Surveillance of certain bacterial pathogens was maintained in Germany despite a reduction in sample submissions during the first part of the Coronavirus pandemic, according to the Robert Koch-Institut.
In March 2020, infection control measures were taken in Germany to deal with COVID-19. By August, the number of reported salmonellosis cases was 45.4 percent below the average for the same period from 2015 to 2019. Campylobacter decreased by 22 percent, enterohemorrhagic E. coli (EHEC) infections by 46 percent, shigellosis by 83 percent, listeriosis by 22 percent, and yersiniosis by 7 percent.
The National Reference Center for Salmonella and other bacterial pathogens (NRZ Salm) and the consultant laboratory for Listeria (KL Listeria) at the Robert Koch-Institut (RKI) saw a drop in the number of samples submitted.
The 20 main senders to NRZ Salm and KL Listeria reported being busy with Covid testing but having the capacity to test for bacterial pathogens.

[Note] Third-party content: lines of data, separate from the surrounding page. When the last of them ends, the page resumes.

PR #4563, opened 2021-11-20
Remove php-cs-fixer in favor of ECS

Spomky:
| Q             | A
| ------------- | ---
| Branch?       | main
| Tickets       | none
| License       | MIT
| Doc PR        | none

This PR adds [ECS](https://github.com/symplify/easy-coding-standard) instead of PHP-CS-FIXER.
It uses exactly the same rules as previously set in `.php-cs-fixer.dist.php`.
Please note that I am not sure of the rules `PHP71MigrationSet`, `PHP71MigrationRiskySet` and `PHPUnit60MigrationRiskySet` as those are marked as `internal`.
Maybe @matthiasnoback or @TomasVotruba could help us with those choices?
Open to comments and discussions


TomasVotruba:
Thanks for pinging! Great job with such a quick switch :+1: 

May I ask, what motivated you to do the switch just now?

You've probably read this post, but just in case you missed it - here a post with few steps to upgrade from PHP CS FIxer to ECS: https://tomasvotruba.com/blog/2018/06/07/how-to-migrate-from-php-cs-fixer-to-easy-coding-standard/

Few tips from top of my head:

* Use parallel run https://tomasvotruba.com/blog/introducing-up-to-16-times-faster-easy-coding-standard/ - it will be 8-16 faster and much more fun to run locally :)
* Try to avoid any manual fixer registration, as that require maintenance and makes config huge to read - in ECS there are sets like `SetList::PSR_12` that include most of those rules and put your code to based standard

> Please note that I am not sure of the rules PHP71MigrationSet, PHP71MigrationRiskySet and PHPUnit60MigrationRiskySet as those are marked as internal.

* Tokens are very dangerous to use for context, e.g. from tokens you have no idea if the variably is `EntityManager`, `string` or `mixed`. For any PHP package upgrade, there is now Rector with reliable PHPStan type analysis underhood. It should be used instead.

If you have some specific question, ping me at specific line in the PR. I'll try to help :)

Spomky:
Hi @TomasVotruba,

> May I ask, what motivated you to do the switch just now?

I actually bought and started reading your book on [Rector](https://leanpub.com/rector-the-power-of-automated-refactoring) and where ECS is mentioned.
I have started using it for some of my projects and since it is really awesome (especially the PHP config file) I think it is worth using it here.

> Use parallel run

Nice. Adopted!

> Try to avoid any manual fixer registration

The primary intent of this PR is to stick to the current php-cs-fixer configuration file. But if the maintainers agree with it, I will move to ruleset without manual options.

> There was no better tool 5 years ago, but tokens are very dangerous to use for context[...]

OK noted. So I remove these rules in order to avoid potential breaks.
Many thanks for your review and hints!

alanpoulain:
Hello,
Thanks for this PR but I'm not sure we would like to have it in API Platform.
Since we don't use PHP_CS, is there any interest of using it instead of php-cs-fixer?

Spomky:
> Since we don't use PHP_CS, is there any interest of using it instead of php-cs-fixer?

As I wrote few minutes ago,  I think it is worth using it here. But the CS tools used are completely up to you. It's just a matter of taste and habits. It doesn't detract from the quality of API Platform if you don't want to use it.

alanpoulain:
I don't think having the configuration in PHP is a sufficient reason to change.
As you say it's a matter of taste, I understand if you prefer it but we choose to stick to php-cs-fixer for now.
If there are more reasons to change it in the future, maybe we will do it.
Thank you anyway.

TomasVotruba:
The main motivation for people prepared sets beyond bare PSR 12. Just 10 lines in ecs.php and they have most advanced coding standard there is. 

Since last month, the main reason is the parallel run. The current tool now it takes 58 seconds.

@Spomky Out of curiosity, how was ECS fast with parallel in CI?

However, they received fewer requests for such testing. One reason for this was the decline in visits to the doctor. Another factor was reduced travel abroad.
This finding means a change in the priority of lab analyses due to test requirements for Civid could largely be ruled out as a reason for the decline in bacterial sample submissions, according to scientists.
Despite the number of cases or samples submitted being lower, surveillance of selected pathogens continued and clusters were identified, they added.
Salmonella and E. coli
In 2020, 264 of 510 analyzed Salmonella Enteritidis isolates could be assigned to 17 clusters. Six clusters had more than 20 isolates. The largest had 44 isolates.
For two multi-country Salmonella Enteritidis outbreaks, very closely related German isolates were identified and submitted to the European Center for Disease Prevention and Control (ECDC).
However, whole genome sequencing (WGS) data needs to be backed up by epidemiological information to identify outbreaks, as clustered isolates by WGS do not automatically mean there is an outbreak.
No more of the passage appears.